Google’s Threat Intelligence Group (GTIG) has revealed new details about the Russian-linked hacking group known as COLDRIVER, uncovering three newly developed malware families that reflect the group’s increasing cyber activity since May 2025.
According to GTIG’s research, COLDRIVER has significantly expanded its malware arsenal just days after its previously known malware, LOSTKEYS, was publicly exposed. The quick adaptation suggests an accelerated operational pace from the threat group.
Although it remains unclear how long the development of these malware variants has been underway, Google confirmed that no new LOSTKEYS activity has been detected since its disclosure.
The newly identified malware families are named NOROBOT, YESROBOT, and MAYBEROBOT — collectively referred to as the “ROBOT” family. GTIG researcher Wesley Shields described them as “a collection of interconnected malware families linked through a unified delivery chain.”
Unlike COLDRIVER’s traditional approach, which typically focuses on stealing credentials from NGO officials, policy advisors, and dissidents, these latest attacks employ ClickFix-style social engineering lures. Victims are tricked into executing malicious PowerShell commands disguised as CAPTCHA verification prompts.
Earlier attack campaigns in January, March, and April 2025 led to the deployment of the information-stealing malware LOSTKEYS. However, later campaigns evolved into the ROBOT family. Independent cybersecurity researchers at Zscaler ThreatLabz have also tracked NOROBOT as BAITSWITCH and MAYBEROBOT as SIMPLEFIX.
Attack Chain Overview
The infection chain begins with an HTML-based ClickFix lure called COLDCOPY, which drops a DLL file (NOROBOT). This file is then executed using rundll32.exe, launching the next-stage payload.
Initial attack versions delivered a Python-based backdoor (YESROBOT), which was later replaced with a PowerShell implant (MAYBEROBOT).
YESROBOT communicates via HTTPS with a hard-coded command and control (C2) server, supporting file downloads, command execution, and document retrieval.

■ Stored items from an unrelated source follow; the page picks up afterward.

PR #2599, opened 2017-12-07
df: fix memory leak in error case

takahashi-tsc:
Because the memory of the STATANYFS list is not released
when the read callback function error occurs,
a memory leak may occur.
With this change, the memory is always released
by not returning in the loop.

### DIFF
--- a/src/df.c
+++ b/src/df.c
@@ -152,6 +152,7 @@ static int df_read(void) {
 #elif HAVE_STATFS
   struct statfs statbuf;
 #endif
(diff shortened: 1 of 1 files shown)


octo:
Thanks @takahashi-tsc!

Cherry-picked into *collectd-5.8* as 29e3c6c5c3936b75f16811071e77904900edd86e

rpv-tomsk:
Hi!

I think this PR can be closed as it was merged, right?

Only two deployments of YESROBOT have been recorded, both occurring in late May 2025 soon after LOSTKEYS details were made public.
In comparison, MAYBEROBOT is more sophisticated and flexible. It can fetch and execute additional payloads from a remote URL, run Windows commands using cmd.exe, and execute PowerShell scripts.

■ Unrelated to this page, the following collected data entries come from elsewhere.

PR #2603, opened 2017-12-07
Red Hat NFVPE Procevent Plugin

abays:
Plugin that monitors process starts and stops via netlink library


abays:
Cleaning and re-requesting

PR #2604, opened 2017-12-07
Red Hat NFVPE Sysevent Plugin

abays:
Plugin that monitors rsyslog messages and filters them (if desired)


abays:
Cleaning and re-requesting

Google analysts believe COLDRIVER may have used YESROBOT as a temporary fallback tool immediately after LOSTKEYS disclosure. This tool was soon replaced by MAYBEROBOT, as early NOROBOT versions suspiciously attempted to install Python 3.8 on compromised machines, making detection more likely.
According to GTIG, these malware families are primarily deployed against high-value targets who have already been compromised through phishing, allowing COLDRIVER to collect further intelligence.
Researcher Shields added, “NOROBOT and its associated infection chain have been under continuous evolution — initially simplified for successful deployment, and later made complex again by introducing split cryptographic keys.” This reflects COLDRIVER’s ongoing attempts to evade modern detection mechanisms.
Law Enforcement Developments
In a related case, the Netherlands’ Public Prosecution Service (Openbaar Ministerie, OM) announced that three 17-year-old suspects are under investigation for allegedly providing cyber services to a foreign government. One of them was reportedly in direct contact with a Russian government-affiliated hacker group.
OM stated, “The primary suspect instructed the others to map Wi-Fi networks across The Hague, and this information was shared with their client for payment. Such data can be exploited for digital espionage or cyberattacks.”
Two of the individuals were arrested on September 22, 2025, while the third, due to his limited involvement, remains under house arrest.
The Dutch authorities confirmed that there is no current evidence of coercion against the suspect communicating with the Russian-linked group.